PR #1388, opened 2023-08-14
Fix circular dep check by using the same preference Threads 

yhmtsai:
It fixes the compilation error in the circular dependence check.

The issue happens when Threads uses the `-lpthread` not `-pthread`.
FindHIP also uses FindCUDA from cmake but faces the compilation issue.
Also, the hip link is `target_link_libraries(ginkgo_hip PUBLIC /usr/local/cuda/lib64/libcudart_static.a;Threads::Threads;dl;/usr/lib/x86_64-linux-gnu/librt.so )` from FindCUDA in HIP but I think cmake does not guarantee the linking order is the same as providing. 
Either `-pthread /usr/.../libcudart_static.a` or `/usr/.../libcudart_static.a -lpthread` works in hip test linking.
It's not the issue in cuda because cuda has another `-lpthread` in the end.

Compilation twice solves the issue because we have set `set(THREADS_PREFER_PTHREAD_FLAG ON)`, then it will change the Threads in the second round.
Note. It's hard to reproduce because it usually uses `-pthread` in the end for the first compile, unlike the CI job. Maybe we do not find the actual reason yet.

The first generations and second generations give different Threads target.
It can be found by the several texts after `get_target_property(GINKGO_LIBS_INTERFACE_DEFS Threads::Threads` by using `--debug-find --trace-expand` with `cmake` command

TODO:
- [x] revert the job dependency

### DIFF
--- a/CMakeLists.txt
+++ b/CMakeLists.txt
@@ -3,6 +3,8 @@ cmake_minimum_required(VERSION 3.16)
 project(Ginkgo LANGUAGES C CXX VERSION 1.7.0 DESCRIPTION "A numerical linear algebra library targeting many-core architectures")
 set(Ginkgo_VERSION_TAG "develop")
 set(PROJECT_VERSION_TAG ${Ginkgo_VERSION_TAG})
+# Cuda and Hip also look for Threads. Set it before any find_package to ensure the Threads setting is not changed.
+set(THREADS_PREFER_PTHREAD_FLAG ON)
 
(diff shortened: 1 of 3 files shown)


upsj (approved):
LGTM! Maybe squash the commits to remove the temporary changes from the history

tcojean (approved):
LGTM

yhmtsai:
rebase!

PR #1390, opened 2023-08-15
WIP: Reuse license

MarcelKoch:
This PR changes how we handle our license declaration. It moves from the current block of license (~30 lines) to 3/4 lines as defined by https://reuse.software/. The new license header will now read as:
```
// SPDX-FileCopyrightText: 2017-2023 The Ginkgo authors
//
```

Additionally, a license is added to all files in our repository. This includes adding a CC-BY-4.0 license for all of our images. Since the images are binary files, an extra file with a `.license` suffix is created in all cases. 

The MatrixMarket files are properly attributed, but since these files should not be modified (see the license section in https://sparse.tamu.edu/about) this is handled in the `.reuse/dep5` file. We could also do the same as with the images for those.

Some files have a CC0-1.0 license which basically means no copyright. The files are the `*.stderr` and `*.stdout` in the benchmark tests, and the files `examples/*/doc/`.

Some files have dual license. These are `FindHWLOC.cmake` (MORSE + our) and `external-lib-interfacing.cpp` (deal.II + our). I'm currently using an `AND` clause to combine the licenses, which means that a user must comply with all licenses simultaneously. The alternative is an `OR` clause, which would mean that the user can choose a license.

For now I've disabled our pre-commit license check, and instead added a github action for that.

### Todo
- [ ] enable pre-commit check for license again
- [ ] figure out the license of the matrices in `matrices/test`
- [ ] switch to CC0 license for files with little originality, eg gitignore, clang-format, etc

### Benefits of this PR
- Removes ~30k LOC which is just our license
- Fewer 'ignored' lines in upcoming PRs
- Clearly states the license for all files (no ambiguity)


LICENSE.md
```diff
@@ -0,0 +1,82 @@
...
+**The source code of Ginkgo is released under the terms of the BSD 3-Clause "New" or "Revised" License**.
+However, the licensing terms for assets, input files, and included third-party software may differ.
+All licenses used by this project are stored in the `LICENSES` directory.
+
+If you want to use Ginkgo, but need a different license, please
+[contact us](https://github.com/ginkgo-project/ginkgo/wiki#contact-us).
+
+## Third-Party Licenses
+
+Ginkgo source distribution does not bundle any third-party software. However,
```
upsj, line 16: This is no longer true since AMD was added

upsj:
Maybe we can do this in two separate PRs? First replace the license by the SPDX header, then handle automation?

MarcelKoch:
@upsj This PR handles only the license replacement atm. It only disables our current handling, because that doesn't mix well. The automation (if wanted) should best be handled by [pre-commit](https://pre-commit.com/).

But as you noted, we need to adjust the license for files with very little originality.

upsj:
I mean shortening only the existing license headers, everything else is a bigger effort

MarcelKoch:
I will split this PR up into two parts:
1. changing only existing license (as @upsj suggested)
2. adding license to other files using the reuse automation.

I will close this PR in favor of the other two.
§ §
| What is required |
Reproduce exactly the section above that begins at the line containing "Some files have dual" and ends at the line containing "- [ ] enable", leaving out all other lines.

| Task answer |
Some files have dual license. These are `FindHWLOC.cmake` (MORSE + our) and `external-lib-interfacing.cpp` (deal.II + our). I'm currently using an `AND` clause to combine the licenses, which means that a user must comply with all licenses simultaneously. The alternative is an `OR` clause, which would mean that the user can choose a license.

For now I've disabled our pre-commit license check, and instead added a github action for that.

### Todo
- [ ] enable pre-commit check for license again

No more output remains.